Co-author and Flinders University PhD candidate, Erik Cornelisse, said the US study found that AI can match the clinical reasoning of doctors in certain situations.
“AI no longer just passes medical exams – it can reason through real messy emergency department cases as well as experienced doctors,” he told TMR.
But the US paper only used text-based scenarios, which does not reflect real-world clinical care, said Mr Cornelisse, whose research focuses on evaluating whether generative AI tools are safe and accurate in healthcare scenarios.
“We need better evaluation of AI in supervised settings that reflect real clinical care, including the use of visual and audio data,” he said.

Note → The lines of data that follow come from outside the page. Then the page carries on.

PR #494, opened 2019-08-28
Update to xBRZ `1.7`.

### LINKED ISSUE #164: Xbrz 1.5 released
Xbrz 1.5 has been released. This is not an issue, but i think Vba-m can be faster with this plugin with the latest improvements.

denisfa:
@rkitover 
```
Get files from here `https://sourceforge.net/projects/xbrz/files/xBRZ/`.

Then, update the src to handle pitch params. For our case, the pitch
is necessary because we deal with borders (top and right) of our source
image. Normally, we would want to scale without it, and therefore we
need to adjust the pointers to skip the borders.

If we have a `width + 1 pixel border` per line, the we need to scale
a image with `width` line size, but advancing the pointer for each new
line processed including the border on the count.

Also, since our output pointer also allocates for the border, we need
to adjust the output moving pointer for each line in a custom way.
(output border in this case)

- Fix #164.
```

The best way to review this is to get the source code from the latest xBRZ and compare how the files were updated. The changes I did are very minimal and do not interfere anyhow with the core from these filters.

This is a also a case where I know what is happening, but might fail to explain it in english. Check if you can understand. The diagonal line you saw when trying to update to `1.6` was due the filter trying to scale a `width + border` image pointer, but only advancing `width` memory per line processed. The output scaled was doing the same thing.

Moving with this, we can also remove the branch `xbrz1.6`.

### DIFF
--- a/CMakeLists.txt
+++ b/CMakeLists.txt
@@ -814,8 +814,9 @@ set(
     src/filters/hq2x.h
     src/filters/interp.h
     src/filters/lq2x.h
-    src/filters/xBRZ/config.h
+    src/filters/xBRZ/xbrz_config.h
     src/filters/xBRZ/xbrz.h
+    src/filters/xBRZ/xbrz_tools.h
 )
 
 set(
--- a/src/filters/xBRZ/xbrz.cpp
+++ b/src/filters/xBRZ/xbrz.cpp
@@ -1,13 +1,14 @@
 // ****************************************************************************
-// * This file is part of the HqMAME project. It is distributed under         *
-// * GNU General Public License: http://www.gnu.org/licenses/gpl-3.0          *
+// * This file is part of the xBRZ project. It is distributed under           *
+// * GNU General Public License: https://www.gnu.org/licenses/gpl-3.0         *
 // * Copyright (C) Zenju (zenju AT gmx DOT de) - All Rights Reserved          *
 // *                                                                          *
 // * Additionally and as a special exception, the author gives permission     *
-// * to link the code of this program with the MAME library (or with modified *
-// * versions of MAME that use the same license as MAME), and distribute      *
-// * linked combinations including the two. You must obey the GNU General     *
-// * Public License in all respects for all of the code used other than MAME. *
+// * to link the code of this program with the following libraries            *
+// * (or with modified versions that use the same licenses), and distribute   *
+// * linked combinations including the two: MAME, FreeFileSync, Snes9x, ePSXe *
+// * You must obey the GNU General Public License in all respects for all of  *
+// * the code used other than MAME, FreeFileSync, Snes9x, ePSXe.              *
 // * If you modify this file, you may extend this exception to your version   *
 // * of the file, but you are not obligated to do so. If you do not wish to   *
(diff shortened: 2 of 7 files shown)


rkitover:
Nice work dude, I wanted to do this for like 2 years now.

rkitover:
There are some C++ compatibility issues you can see in the CI builds, I will take care of that later.

Two things for you:

- Does the distribution come with an assembly implementation? Please check the the asm xbrz still works with `-DENABLE_ASM=ON` for 32 bit builds, if not remove the asm version. That reminds me I need to turn on that option for our 32 bit release builds. If there is a 64 bit asm version, I can do something to add it into our build system.

- Please use `rebase -i` to squash these two commits together.

rkitover:
Also please check that the change you made to `panel.cpp` works with the other filters too.

denisfa:
> Does the distribution come with an assembly implementation? Please check the the asm xbrz still works with -DENABLE_ASM=ON for 32 bit builds, if not remove the asm version. That reminds me I need to turn on that option for our 32 bit release builds. If there is a 64 bit asm version, I can do something to add it into our build system.

There is only ASM code commented out.
```
//inline
//double fastSqrt(double n)
//{
//    __asm //speeds up xBRZ by about 9% compared to std::sqrt which internally uses the same assembler instructions but adds some "fluff"
//    {
//        fld n
//        fsqrt
//    }
//}
//
```

If I want to use this, what should I examine? What kind of ASM code breaks our builds?

> Please use rebase -i to squash these two commits together.

Ok, I forgot about my printf helpers.

> Also please check that the change you made to panel.cpp works with the other filters too.

They work. I will explain the changes on the code. They should be easy to understand.

rkitover:
Makes sense, but things like this should really be in the commit message.

Please ignore what I said about asm filters, it looks like the only asm filters we have are `2xSaImmx` and `hq`.

rkitover:
Ok I am merging this now and I will take care of the build related issues later today.

Thank you very much for doing this!

denisfa:
@rkitover what about the `_asm` code? Can I enable it and use? The comment says there will be better performance...

rkitover:
Yeah we could, but it's not that simple:

- it would have to be enabled using the appropriate `#ifdef`s **ONLY** on `x86` and `x86-64` (remember people use this on things like raspberry pis etc. which are arm.)

- you'd want to make sure it works on **BOTH** `x86` and `x86-64`, or possibly use different versions for each

- the inline assembly syntax varies between compilers, you may need different versions on gcc/clang and visual studio, fortunately we have appveyor now for easy checking of visual studio compatibility.

Given all of this, it may not be worth the effort, but up to you, I could also look at this later if you want.

rkitover:
Also, I still occasionally play a game of advance wars with xbrz6 on my 43" monitor, so this is an improvement in my life, thank you :D

denisfa:
Most of this for me is a learning experience. So I will take a look. At the very least I want to make it work for `x86_64` so I can use it.

> Also, I still occasionally play a game of advance wars with xbrz6 on my 43" monitor, so this is an improvement in my life, thank you :D

You are welcome!

PR #498, opened 2019-09-02
Check ASAN support when `ENABLE_ASAN=ON`.

### LINKED ISSUE #409: cmake: add compiler check for ASAN
I need to compile VisualBoyAdvance-M with Network Link, because it's not enabled for some reason in the official build of 2.1.1, however going to compile it complains that the compiler can't find SFML or SSP (gcc-4.8) and GTK (gtk-2.0/gtk-3.0) even though they exist, dev packages and all.

```
/usr/include/SFML
[...]
/usr/share/SFML
/usr/share/SFML/cmake
/usr/share/SFML/cmake/Modules
/usr/share/SFML/cmake/Modules/FindSFML.cmake
/usr/include/gtk-2.0
[...]
/usr/include/gtk-3.0
```

```
$ cmake ..
Could NOT find SFML (missing:  SFML_NETWORK_LIBRARY SFML_SYSTEM_LIBRARY)
CMake Warning at CMakeLists.txt:232 (message):
  SFML not found, LINK will be disabled


-- Found gcc-ar: /usr/bin/gcc-ar
-- Found gcc-nm: /usr/bin/gcc-nm
-- Found gcc-ranlib: /usr/bin/gcc-ranlib
-- Could NOT find SSP (missing: SSP_LIBRARY) 
CMake Error at src/wx/CMakeLists.txt:538 (message):
  Could not find gtk


-- Configuring incomplete, errors occurred!
```

Looks to me that it's not looking in the right places to find them or using the wrong syntax in the code to search for them, the proper directory is `/usr/include/` is where it's suppose to search for the libraries it needs for compiling, and SSP is has since been included in GCC since 4.1. The error message for "Could not find gtk" is too vague of a message, what are you expecting? libgtk-2.0(-dev)? gtk-3.0(-dev)?

[CMakeOutput.log](https://gist.github.com/Alkaris/c46f6ede5ea281cfac6b4e20dfd83db4#file-cmakeoutput-log)
[CMakeError.log](https://gist.github.com/Alkaris/2f47cda1db096e55c48b496babe488ea#file-cmakeerror-log)

```
Linux Mint 19.1 4.15.0-46-generic #49-Ubuntu x86_64 GNU/Linux
```

denisfa:
```
We check if the compiler has asan support when the option is enabled.
If it does not, then we stop compiling with the proper message.

To test this, we use `gcc (GCC) 4.4.7` (no asan support) and
`gcc (GCC) 9.1.0` (asan is supported). Call cmake like this:

`cmake .. -DCMAKE_BUILD_TYPE=Debug -DENABLE_ASAN=On` and
`CXX=g++-4.4 cmake .. -DCMAKE_BUILD_TYPE=Debug -DENABLE_ASAN=On`

we then check that it fails for the older version and it works for
the newer gcc, like expected.

- Fix #409.
```

@rkitover  I know this PR has weird timing, but I try to match whatever tool I am handling at work with the closest thing we have here. This way I can double practice whenever I have to do stuff. Check if this is enough.

### DIFF
--- a/CMakeLists.txt
+++ b/CMakeLists.txt
@@ -480,6 +480,8 @@ if(CMAKE_COMPILER_IS_GNUCXX OR CMAKE_CXX_COMPILER_ID STREQUAL Clang)
         set(MY_C_DBG_FLAGS -g -fno-omit-frame-pointer)
     endif()
 
+    include(CheckCXXCompilerFlag)
+
     if(ENABLE_ASAN)
         string(TOLOWER ${CMAKE_BUILD_TYPE} build)
         if(NOT build STREQUAL "debug")
@@ -490,7 +492,13 @@ if(CMAKE_COMPILER_IS_GNUCXX OR CMAKE_CXX_COMPILER_ID STREQUAL Clang)
         if(SANITIZER STREQUAL "on" OR SANITIZER STREQUAL "true")
             set(SANITIZER address)
         endif()
-        set(MY_C_DBG_FLAGS ${MY_C_DBG_FLAGS} -fsanitize=${SANITIZER} -lasan)
+        set(CMAKE_REQUIRED_LIBRARIES ${CMAKE_REQUIRED_LIBRARIES} "-lasan")
+        check_cxx_compiler_flag("-fsanitize=${SANITIZER} -lasan" ASAN_SUPPORT_FLAG)
+        if(${ASAN_SUPPORT_FLAG})
+            set(MY_C_DBG_FLAGS ${MY_C_DBG_FLAGS} -fsanitize=${SANITIZER} -lasan)
+        else()
+            message(FATAL_ERROR "asan not available to compiler.")
+        endif()
     endif()
 
     # common flags
@@ -499,8 +507,6 @@ if(CMAKE_COMPILER_IS_GNUCXX OR CMAKE_CXX_COMPILER_ID STREQUAL Clang)
     if(NOT (WIN32 OR X86_32)) # inline asm is not allowed with -fPIC
         set(MY_C_FLAGS ${MY_C_FLAGS} -fPIC)
     endif()
-
-    include(CheckCXXCompilerFlag)
 
     # check if ssp flags are supported for this version of gcc
     if(CMAKE_COMPILER_IS_GNUCXX)


CMakeLists.txt
```diff
@@ -490,7 +492,13 @@ if(CMAKE_COMPILER_IS_GNUCXX OR CMAKE_CXX_COMPILER_ID STREQUAL Clang)
         if(SANITIZER STREQUAL "on" OR SANITIZER STREQUAL "true")
             set(SANITIZER address)
         endif()
-        set(MY_C_DBG_FLAGS ${MY_C_DBG_FLAGS} -fsanitize=${SANITIZER} -lasan)
+        set(CMAKE_REQUIRED_LIBRARIES ${CMAKE_REQUIRED_LIBRARIES} "-lasan")
+        check_cxx_compiler_flag("-fsanitize=${SANITIZER} -lasan" ASAN_SUPPORT_FLAG)
+        if(${ASAN_SUPPORT_FLAG})
```
rkitover: When checking if a variable is true, it's not necessary to use the value,

```cmake
if(ASAN_SUPPORT_FLAG)
```

will work fine.

CMakeLists.txt
```diff
@@ -490,7 +492,13 @@ if(CMAKE_COMPILER_IS_GNUCXX OR CMAKE_CXX_COMPILER_ID STREQUAL Clang)
...
+            set(MY_C_DBG_FLAGS ${MY_C_DBG_FLAGS} -fsanitize=${SANITIZER} -lasan)
+        else()
+            message(FATAL_ERROR "asan not available to compiler.")
```
rkitover: Better phrasing would be something like "your version of gcc does not support the -fsanitize option" or something.

CMakeLists.txt
```diff
@@ -490,7 +492,13 @@ if(CMAKE_COMPILER_IS_GNUCXX OR CMAKE_CXX_COMPILER_ID STREQUAL Clang)
         if(SANITIZER STREQUAL "on" OR SANITIZER STREQUAL "true")
             set(SANITIZER address)
         endif()
-        set(MY_C_DBG_FLAGS ${MY_C_DBG_FLAGS} -fsanitize=${SANITIZER} -lasan)
+        set(CMAKE_REQUIRED_LIBRARIES ${CMAKE_REQUIRED_LIBRARIES} "-lasan")
+        check_cxx_compiler_flag("-fsanitize=${SANITIZER} -lasan" ASAN_SUPPORT_FLAG)
```
rkitover: Since you added `-lasan` to `CMAKE_REQUIRED_LIBRARIES` it's not necessary to pass it into the `check_cxx_compiler_flag()` call, but harmless.

denisfa:
@rkitover Thanks for the feedback. I will keep track of your refactoring to learn more.

PR #501, opened 2019-09-07
Languages

### LINKED ISSUE #483: Two words not translated into Brazilian Portuguese (pt_BR)
### Expected behavior
Putting the translation, the emulator (less a few words, because there is no direct translation) would be translated

### Actual behavior
Only two words are not translated, which are Open (GBA) and Quit
Open=Abrir
Quit=Sair

Put the translation in Brazilian Portuguese

Sem título

denisfa:
@rkitover This is a bunch of stuff regarding the translation issues:

9784766 : these were never being translated or appeared on the po files because they were not on any XRC and strings from `cmdevents` are processed by cmake syntax.  So we could not use `_()` for gettext.

0b6bcdc : wxWidgets has some issues when translating internal strings (such as the buttons you would expect to be translated automatically). This is due how there is a difference between user and system locale (easy example on commit message about `pt_BR` and `en_US` on 837a48c).

The two above should fix #483 (I did the `pt_BR` translation entirely, and the user of hungarian localization can use transifex to solve the ones he complains there).

3c2acf9 : new operations regarding save states.

A bit unrelated but discovered while working on this:

a572a6a and 5de33cd : just some work that was missing when using key shortcuts for these options (they would not work before, much like the pause issue we had some time ago).

### DIFF
--- a/src/wx/cmdevents.cpp
+++ b/src/wx/cmdevents.cpp
@@ -2803,8 +2803,10 @@ EVT_HANDLER(ApplyPatches, "Apply IPS/UPS/IPF patches if found")
 
 EVT_HANDLER(MMX, "Enable MMX")
 {
+#ifdef MMX
     GetMenuOptionInt("MMX", disableMMX, 1);
     update_opts();
+#endif
 }
 
 EVT_HANDLER(KeepOnTop, "Keep window on top")
--- a/src/wx/cmdevents.cpp
+++ b/src/wx/cmdevents.cpp
@@ -1749,12 +1749,20 @@ EVT_HANDLER_MASK(SaveGameSlot, "Save current state slot", CMDEN_GB | CMDEN_GBA)
 EVT_HANDLER_MASK(IncrGameSlot, "Increase state slot number", CMDEN_GB | CMDEN_GBA)
 {
     state_slot = (state_slot + 1) % 10;
+
+    wxString msg;
+    msg.Printf(_("Current state slot #%d"), state_slot);
+    systemScreenMessage(msg);
 }
 
 // new
 EVT_HANDLER_MASK(DecrGameSlot, "Decrease state slot number", CMDEN_GB | CMDEN_GBA)
 {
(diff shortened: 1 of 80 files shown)


src/wx/cmdevents.cpp
```diff
@@ -2783,8 +2872,10 @@ EVT_HANDLER(ApplyPatches, "Apply IPS/UPS/IPF patches if found")
 
 EVT_HANDLER(MMX, "Enable MMX")
 {
+#ifdef MMX
```
rkitover: I'm not sure we should bother with this, every CPU for more than like two decades has MMX, we should just remove all references to this, but this can be done later.

src/wx/guiinit.cpp
```diff
@@ -2830,6 +2839,17 @@ bool MainFrame::BindControls()
                 continue;
 	    }
 #endif
+#ifndef MMX
```
rkitover: See above.

rkitover:
I cleaned up the history and merged it.

denisfa:
@rkitover Thank you! I was playing the free weekend of KCD and completely forgot about this... Sorry!

src/wx/cmdevents.cpp
denisfa: This is enabled only for x32 builds. Can we enable for all? I believe there should not be any issues with x64, but what about ARM and others? I have no idea.

rkitover: Yes x64 definitely has MMX, assuming there is no assembly involved, 32 bit assembly doesn't always work for x64 builds.

rkitover:
Not a problem, that looks like a fun game! I think I might try it.

src/wx/cmdevents.cpp
rkitover: And if there is assembly involved, it may not be better than what the compiler generates with the appropriate `-march` etc. flags, which we need to revisit at some point.

PR #506, opened 2019-09-16
Leftovers.

denisfa:
@rkitover These are some leftovers from a couple of issues.

ebe1be7: Some UTF-8 messages were being displayed wrong.

387a1c8: the `xBRZ` optimization for some platforms. The only one missing from what I wanted is the `Windows x64` because it does not accept inline ASM. It is too much work to make it worth for visual studio.

a6f5848: I am studying `WinSparkle` for a definitive solution. So, although it fixes the crash, I will let the issue open for now.

4998a5d: From
menulink-old

to

menulink-new

### DIFF
--- a/src/filters/xBRZ/xbrz.cpp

“Second, we need to test the best way to implement AI tools.
“That means comparing AI working on its own, clinicians working without AI, and clinicians working with AI.
“Third, we need clear task definitions – what the AI is designed to do, what it is not designed to do, and develop transparent human benchmarks to evaluate the quality of its responses.
“Fourth, we need to look beyond safety or accuracy and determine whether these tools actually improve patient outcomes in the real world.”
AI in healthcare needs to involve clinicians, patients, health services, software developers, policymakers, and regulators, with ongoing monitoring, transparency and policies, he said.
“Before you deploy AI, you need to make sure that you’re using high-quality, local, real-world data of the performance of AI. You have to be clear about what the AI tool is being used for.
“It’s also essential for each clinician or doctor to understand how AI might impact care and patient outcomes, and this probably requires a lot of significant training and support for clinicians.”
Related
AI tools are already being used in Australian healthcare, from clinical decision support tools, patient support and assisting with administrative workloads, Mr Cornelisse said.
But in healthcare settings, AI can be harmful if it’s poorly evaluated or used beyond its intended purpose, Mr Cornelisse said.
“It is probably safer when there is knowledgeable clinical oversight – when a trained clinician can interpret the output, recognise when it its right or wrong, and decide on appropriate action.”
Clinicians who use AI need training and support so they understand the limitations and risks of using AI, he said.
“The clinician, the hospital, the software developer all need defined responsibilities so we know who’s accountable.
“But we also recognise that AI in the healthcare space is moving very fast, and instead of asking, ‘do I trust AI to be safe?’ it might be a better question to ask, ‘do I trust the system that’s deploying and evaluating the AI?’
“We need to make sure that when AI is being used, that we’re evaluating the AI outputs itself, understanding its limitations and risks and how it’s impacting care delivery and patient outcomes.
“We need to understand how AI tools can be safely integrated into clinical practice and recognise the need to continually evaluate these new AI tools alongside doctors and other health professionals.”
Another issue is the bias of large AI models, most of which have been trained on US data, raising questions around how well they perform on Australian populations, Mr Cornelisse said.
“Aboriginal Torres Strait Islander patients and other people from culturally or linguistically diverse backgrounds may not get appropriately recognised in the data, and that means that the AI outputs may not be representative of those populations.”
AI models have shown racial and gender bias in previous research, with one healthcare algorithm showing substantial racial bias.
“It systemically under-allocated care to black patients, which ended up affecting millions of patients.”
At the consumer level, patients are using ChatGPT for medical advice in the hundreds of millions each week, Mr Cornelisse said.
“The problem with that is that consumer AI is being used for things that it was never validated to do.
“These tools can sound confident and helpful, but still produce advice that is incomplete, inappropriate, or unsafe.
“They can generate a fluent answer without necessarily knowing whether that answer is truly safe for that person.”